Tags: #Ciencia Ficción, #Fantasía

El consejo de hierro (3 page)

Al sexto día, día del pescado, el 17 de chet de 1805, llegaron a un pueblo.

En el bosque Turbio se oyó un murmullo de aire desplazado bajo el canto de la lechuza y el mono. No fue muy alto, pero los animales que se encontraban en su camino levantaron la mirada con el pánico de una presa. En los intersticios entre los árboles, junto a los saledizos de arcilla, se extendía un encaje de luna. El ramaje no se movía.

Entre las sombras de la noche apareció un hombre. Llevaba un traje negro azulado. Tenía las manos en los bolsillos. Sobre sus lustrosos zapatos, que se desplazaban a la altura de la cabeza por encima de las raíces, caían tallos de luz de luna. El hombre avanzaba, con el cuerpo en perfecto equilibro, erguido por el aire. Y mientras avanzaba, suspendido por arcanos medios entre las copas de los árboles y el suelo del bosque, el sonido venía con él, como si el espacio gimiera por su violación.

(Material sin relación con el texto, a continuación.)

Issue #1050, opened 2026-07-20
content_ts defaults to None on the shared gate helpers, so a future caller fails open silently — the #1046 shape survives in the signature


parametrization:
Follow-up from the merge-gate review of #1049 (fixes #1046). Non-blocking — #1049 correctly binds both existing call sites, and I verified there are exactly two production callers repo-wide, both forwarding `content_ts`.

## The residual hazard

#1046 happened because `check_comment_reviews(..., content_ts: datetime | None = None)` lets a caller omit the keyword and get *silent staleness-filtering-off* rather than an error. `pr_review_state.py` omitted it and reported PASS on verdicts Hook 4 would reject.

#1049 fixes the two call sites and adds `partition_formal_reviewers(reviews, author, content_ts: datetime | None = None)` — a **third** function carrying the same defaulted-to-None parameter. The regression test guards the *current* callers by name; it cannot guard a caller that does not exist yet.

Current production call sites (all correct today):

```
.claude/hooks/validate_pr_review.py:1263  partition_formal_reviewers(reviews, author, content_ts)
.claude/hooks/validate_pr_review.py:1270  check_comment_reviews(number, branch_author_lastname, repo=repo, content_ts=content_ts)
.claude/hooks/validate_pr_review.py:1277  check_comment_reviews(number, "", repo=repo, content_ts=content_ts)
.claude/lib/pr_review_state.py:176        gate.partition_formal_reviewers(reviews, author, content_ts)
.claude/lib/pr_review_state.py:189,193    gate.check_comment_reviews(..., content_ts=content_ts)
```

## Why the default is load-bearing today

`content_ts=None` is a legitimate *value* — `get_latest_content_commit` returns `None` when a PR has no non-merge commits, meaning "no content binding exists". So the parameter must still accept `None`. The problem is only that it is **optional**, which makes "I forgot" and "there is genuinely no binding" indistinguishable at the call site.

## Suggested fix

Make `content_ts` a **required** parameter on both `check_comment_reviews` and `partition_formal_reviewers` (keep the `datetime | None` type). Both production callers already pass it, so the change is mechanical; omission becomes a `TypeError` at call time instead of a silent fail-open. Test call sites in `.claude/hooks/tests/test_validate_pr_review.py:117,147,907` would need an explicit `content_ts=None`, which is arguably clearer about what those tests assert.

This converts the #1046 failure mode from "silent, ships, discovered live on a merged PR" into "loud, caught by the test run".

[...]

PR #1056, opened 2026-07-20
fix(#981): fail closed when Hook 4 cannot resolve the merge target repo

parametrization:
## Summary

Hook 4 (`validate_pr_review.py`, the 2-reviewer merge gate) fell **OPEN** when
it could not resolve the merge target repo. This makes that path fail **CLOSED**.

`Refs #981`

## Corrected root-cause analysis — the issue body is wrong (verified)

Issue #981 attributes the fail-open to `_resolve_owner_repo` returning None
inside `check_comment_reviews`. **That path is not reachable on the merge path.**
I reproduced against HEAD and traced the actual control flow in `check()`:

1. `repo = extract_repo(command)` parses the command **pre-expansion** → the
   literal string `"$DA"`.
2. `get_pr_data(pr_number, repo="$DA")` runs `gh pr view 451 --repo '$DA'`,
   which exits non-zero → returns `None`.
3. The `if pr_data is None:` branch returned
   `{"decision": "allow", "systemMessage": "WARNING: Could not verify..."}`.

That early `allow` short-circuited **before** `get_latest_content_commit` (so
the #950 `CommitFetchError` hard-block never ran) and before
`check_comment_reviews` was ever called. Fixing `_resolve_owner_repo` alone
would not have closed it.

## Before / after repro (`-R $DA`)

Estaba impertérrito. Algo correteó sobre él, entrando y saliendo de las sombras, entre los pliegues de su ropa. Un mono, aferrado al hombre como si fuera su madre. El mono tenía algo en el pecho, una excrecencia que se contraía y tensaba.

Bajo la débil luz, el hombre y su pasajero entraron en el circo al que los hotchi acudían a luchar. Contemplaron a los milicianos muertos, moteados de podredumbre.

El monito se colgó de los pies del hombre y se dejó caer sobre los cadáveres. Sus hábiles deditos los examinaron. Volvió a encaramarse a las piernas de un salto y emitió unos ruidos rápidos y nerviosos.

Pasaron un rato sumidos en un silencio tan completo como el resto de la noche, el hombre mordiéndose los nudillos con aire meditabundo, como una cabriola paralizada, y el mono sobre su hombro, contemplando la negra floresta. Luego volvieron a ponerse en movimiento, avanzando entre los árboles con el sonido colmado de su paso, a través de helechales rotos días atrás. Después de que se hubieran alejado, los animales del bosque Turbio salieron de sus escondites. Pero estaban inquietos, y permanecieron así el resto de la noche.

2

El pueblo no tenía nombre. Los granjeros le parecieron a Cutter gente humilde. Aceptaron dinero a cambio de comida con una hosca desenvoltura. Si tenían curanderos, lo negaron. Cutter no pudo hacer más que dejar dormir a Drey.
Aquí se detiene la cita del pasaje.